Minutes (Chicago)

August 4, 2009

posted by Caroline Picard

  • At the farmer’s market: The Gutter Punk was hitting on the mushroom girl again. They spoke for a few hours, him dawdling around her tent, making himself conspicuous when she was alone and inconspicuous when she had customers, camoflauging at will in the earthy properties of her wares. By contrast she was clean with very white teeth and one of those smiles that seems style-less, unbegrudged by any particular aesthetic or urban affiliation. She looked like she might hike the Appalachian Trail just as she might work in a bookstore, go to school, be a midwife, run a farm or keep bees. A woman capable of passing through many worlds; worlds without a public.

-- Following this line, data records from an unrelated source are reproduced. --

PR #98, opened 2023-05-22
base64

neotheprogramist:


tarrencev (approved):
looks great

LucasLvy:
How about a generic encoder trait and then you implement it for base64 ?

neotheprogramist:
@LucasLvy Could you take a look at the code now?
If you have any further suggestions lmk :)

gaetbout:
Could you update the main Readme ## Features section?

alexandria/encoding/src/base64.cairo
```diff
@@ -0,0 +1,326 @@
...
+            if *data[data.len() - 2] == '=' {
+                p += 1;
+            }
+            decode_loop(p, ref data, 0, ref result);
+        }
+        result
+    }
+}
+
+impl u8Base64UrlDecoder of Decoder<u8> {
```
gaetbout, line 73: As both decoder are the same, I wouldn't do two just for the sake of having one that suit each name.
But if you think it makes sense I guess we can keep it, no strong opinion

alexandria/encoding/src/math.cairo
```diff
@@ -0,0 +1,20 @@
...
+    }
+}
+
+fn shl(x: u128, n: u128) -> u128 {
+    x * fpow(2, n)
+}
+
+fn shr(x: u128, n: u128) -> u128 {
+    x / fpow(2, n)
+}
```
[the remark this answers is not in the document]
neotheprogramist: This is the import problem I was writing about in the group.
I don't know how to import functions between crates correctly, so I left that doubled but working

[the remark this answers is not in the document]
gaetbout: In the encoding scarb.toml put
```toml
[dependencies]
quaireaux_math = { path = "../math/" }
```
in the encoding cairo_project.toml put:
```
quaireaux_math = "../math/src"
```
Move all to the math file and update local import of sha256
then in encoding crate you can use math fn like:
```
use quaireaux_math::{count_digits_of_base, pow};
```

gaetbout:
calling @LucasLvy for final review

alexandria/encoding/cairo_project.toml
```diff
@@ -0,0 +1,3 @@
+[crate_roots]
+alexandria_encoding = "src"
+alexandria_math = "../math/src"
```
LucasLvy, line 3: Does it need to be here ?

alexandria/encoding/src/base64.cairo
```diff
@@ -0,0 +1,246 @@
+use core::clone::Clone;
+use array::ArrayTrait;
+use integer::{upcast, downcast};
+use option::OptionTrait;
+use debug::PrintTrait;
+use alexandria_math::math::{shl, shr, U6_MAX, U8_MAX};
+
+trait Encoder<T> {
+    fn encode(data: Array<T>) -> Array<u8>;
```
LucasLvy, line 9:
```suggestion
    fn encode(data: T) -> Array<u8>;
```
How about this ? so you can encode anything ?

alexandria/encoding/src/base64.cairo
```diff
@@ -0,0 +1,246 @@
...
+}
+
+trait Decoder<T> {
+    fn decode(data: Array<T>) -> Array<u8>;
```
LucasLvy, line 13:
```suggestion
    fn decode(data: T) -> Array<u8>;
```
How about this ? so you can decode anything ?

alexandria/encoding/src/base64.cairo
```diff
@@ -0,0 +1,246 @@
...
+        }
+        if *data[data.len() - 2] == '=' {
+            p += 1;
+        }
+        decode_loop(p, ref data, 0, ref result);
+    }
+    result
+}
+
+fn decode_loop(p: u8, ref data: Array<u8>, d: usize, ref result: Array<u8>) {
```
LucasLvy, line 81: you can use a loop there (maybe you prefer recursive ?)

alexandria/encoding/src/base64.cairo
```diff
@@ -0,0 +1,246 @@
...
+    } else if (x == '_') {
+        63
+    } else if (x <= 'z') {
+        (x - 'a') + 26
+    } else {
+        0
+    }
+}
+
+fn encode_loop(
```
LucasLvy, line 141: you can use a loop there (maybe you prefer recursive ?)

LucasLvy (changes requested):

alexandria/encoding/cairo_project.toml
gaetbout: It is useful as it uses some code from math such as pow and shl and shr

alexandria/encoding/src/base64.cairo
neotheprogramist: With the current state of Cairo, I prefer recursion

  • At the farmer’s market: children smelled soap like they would taste ice cream. Each child picked a different color of soap and raised it to their respective parents’ noses saying, “I want this one.” Parents complied. A group of three families passed on to the next stand, where the children began demanding vegetables as a passerby remarked with a scowl, “It’s no good children making decisions for the family.”

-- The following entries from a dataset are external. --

Issue #95, opened 2023-05-18
fast_power fails for `2**127`


moodysalem:
https://github.com/keep-starknet-strange/alexandria/blob/922ea0d124ddb48f796cce1419dd56b8ba87740c/quaireaux/math/src/fast_power.cairo#L11-L29

This is because the final base*base multiplication overflows

Can use u256_mul_overflow

edisontim:
Are you working on this? If not I wouldn't mind having a look :)

moodysalem:
I'm not, just found a way to not use pow

lambda-0x:
@moodysalem this should be fixed now, can you confirm and close the issue?

LucasLvy:
Fixed by #104

PR #104, opened 2023-06-04
fix: integer overflow in fast_power

lambda-0x:
## Pull Request type

- [x] Bugfix

Issue Number: #95 

## What is the new behavior?

- panic with overflow error for certain inputs

- [ ] Yes
- [x] No

## Other information

I have choose to change all the parameter types to `u256` instead of using [`u128_wide_mul`](https://github.com/starkware-libs/cairo/blob/77ae28f996c0960ce5cfc926703f60bae8d5db5a/corelib/src/integer.cairo#L66C1-L69).

Because in the loop:
- we would need to do it in 2 places, so 2 type conversions to u256
-  `%` is only implemented for same types we cannot calculate `u256 % u128`, so would need to convert `modulus` to u256 
- after calculating modulus would needs to cast it back to u128

Also for some reason comment mentioned result of function is `felt252` instead of `u128`, so have fixed that as well.

### DIFF
--- a/alexandria/math/src/fast_power.cairo
+++ b/alexandria/math/src/fast_power.cairo
@@ -22,7 +22,7 @@ fn fast_power(mut base: u128, mut power: u128, modulus: u128) -> u128 {
     // TODO: Simplify thise conversions after https://github.com/starkware-libs/cairo/pull/3293 is merged and released.
     let mut base: u256 = u256 { low: base, high: 0 };
     let modulus: u256 = u256 { low: modulus, high: 0 };
-    let mut result: u256 = 1;
+    let mut result: u256 = u256 { low: 1, high: 0 };
 
     let res = loop {
         if power == 0 {
@@ -42,6 +42,6 @@ fn fast_power(mut base: u128, mut power: u128, modulus: u128) -> u128 {
     if high != 0 {
         panic_with_felt252('value cant be larger than u128')
     }
-    
+
     return low;
 }
--- a/alexandria/math/src/fast_power.cairo
+++ b/alexandria/math/src/fast_power.cairo
@@ -1,21 +1,30 @@
 //! # Fast power algorithm
 use array::ArrayTrait;
+use integer::{u128_wide_mul};
+use core::option::OptionTrait;
+use core::traits::TryInto;
 
-// Calculate the (base^power)mod modulus using the fast powering algorithm
-// # Arguments
-// * `base` - The base of the exponentiation
-// * `power` - The power of the exponentiation
-// * `modulus` - The modulus used in the calculation
-// # Returns
-// * `felt252` - The result of (base^power)mod modulus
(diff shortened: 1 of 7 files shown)


LucasLvy:
Make sure you use the same compiler version as the ci plz

LucasLvy:
also i'd suggest we keep the math in u128. If you want to create something with u256 plz create another function @gaetbout  agree with that ?

lambda-0x:
> Make sure you use the same compiler version as the ci plz

done

> also i'd suggest we keep the math in u128. If you want to create something with u256 plz create another function @gaetbout agree with that ?

@LucasLvy  as mentioned PR's comment, afaik there are only 2 ways to do this correctly, both of which involve `u256`.
1. either use `u256` (as i did)
2. or use [`u128_wide_mul`](https://github.com/starkware-libs/cairo/blob/77ae28f996c0960ce5cfc926703f60bae8d5db5a/corelib/src/integer.cairo#L66C1-L69) which would require:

  • At the farmer’s market: a middle-aged woman walked around with a collapsible stool and a beau. At each tent she unfolded her stool and sat down as one might sit at a flea market. Her beau, a younger man in his late twenties, followed her pointing finger and brought her a variety of vegetables to inspect while she tried to chat with the farmers. The silence came in episodic periods, giving everyone goosebumps.